It turns out that when you're multi-lingual, and speaking, all your languages are activated, and your brain inhibits the ones you're not using. Sometimes the inhibition is weaker, and then you get "intrusion errors" where the wrong language pushes its way in.
Paradoxically, the brain of a bilingual person can inhibit their dominant language more than the non-dominant one, so that they can be slower to access words in their stronger language. I feel this when I'm playing Scrabble in English; my other languages jostle
each other in the doorway of my mind, suggesting French, German, Spanish
and even some Chinese words that I could make with the letters in my
stash.Wrong, wrong, wrong--until I invented a game called "Multi-Lingual Scrabble", that I play with friends who speak other languages. (For the rules see below.)
Personally I find that even a French accent seems to prime my brain for French, so that as soon as someone starts speaking English with a French accent, my brain comes up with French words, despite my dominant language being English.
If this interests you, then for more details, read this fascinating article.
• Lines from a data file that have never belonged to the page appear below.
PR #10598, opened 2025-01-08
StandaloneMmgPkg: Core: Unload image if it fails to start

gmahadevan:
If a loaded image fails to start, then call the PeCoff Library to re-map the memory region.

Reviewed-by: Jeff Brasen <jbrasen@nvidia.com>

# Description

If a driver in StandaloneMm fails to load, we need to unload that image and reset the memory attributes for that region, else the next driver would fail to load

- [ ] Breaking change?
- [ ] Impacts security?
- [ ] Includes tests?

## How This Was Tested

Force a driver load to fail and check if the next driver can be loaded.

## Integration Instructions

N/A

### DIFF
--- a/StandaloneMmPkg/Core/Dispatcher.c
+++ b/StandaloneMmPkg/Core/Dispatcher.c
@@ -36,7 +36,9 @@
 
 **/
 
+#include "Library/DebugLib.h"
 #include "StandaloneMmCore.h"
+#include "Uefi/UefiBaseType.h"
 
 //
 // MM Dispatcher Data structures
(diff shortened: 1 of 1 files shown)


os-d:
This appears to be a duplicate of this: https://github.com/tianocore/edk2/pull/10586. I think my version is a bit more efficient, because we don't re-read the ImageContext. Am I missing anything else additional happening here?

gmahadevan:
> This appears to be a duplicate of this: #10586. I think my version is a bit more efficient, because we don't re-read the ImageContext. Am I missing anything else additional happening here?

You are correct, sorry I didn't look up the PRs before pushing this. Let me try your patch on my setup.

os-d:
> > This appears to be a duplicate of this: #10586. I think my version is a bit more efficient, because we don't re-read the ImageContext. Am I missing anything else additional happening here?
> 
> You are correct, sorry I didn't look up the PRs before pushing this. Let me try your patch on my setup.

No worries, please let me know if that fixes the issue you were seeing! I'm assuming the same one I did.

gmahadevan:
> > > This appears to be a duplicate of this: #10586. I think my version is a bit more efficient, because we don't re-read the ImageContext. Am I missing anything else additional happening here?
> > 
> > 
> > You are correct, sorry I didn't look up the PRs before pushing this. Let me try your patch on my setup.
> 
> No worries, please let me know if that fixes the issue you were seeing! I'm assuming the same one I did.

Your fix works. Thanks. I will withdraw this PR.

(Rules of Multi-Lingual Scrabble: You can put down a word in any language, but you're on your honour that it's a real word. If challenged, you have to prove it, and if you cheated, you miss your next turn. Try it; it's fun. Even though remember, Scrabble sets are adjusted for different languages, with different numbers of letters according to which letters are used the most in each language. So for example, if you're playing with an Italian Scrabble set, it will be harder to form words in French, etc.)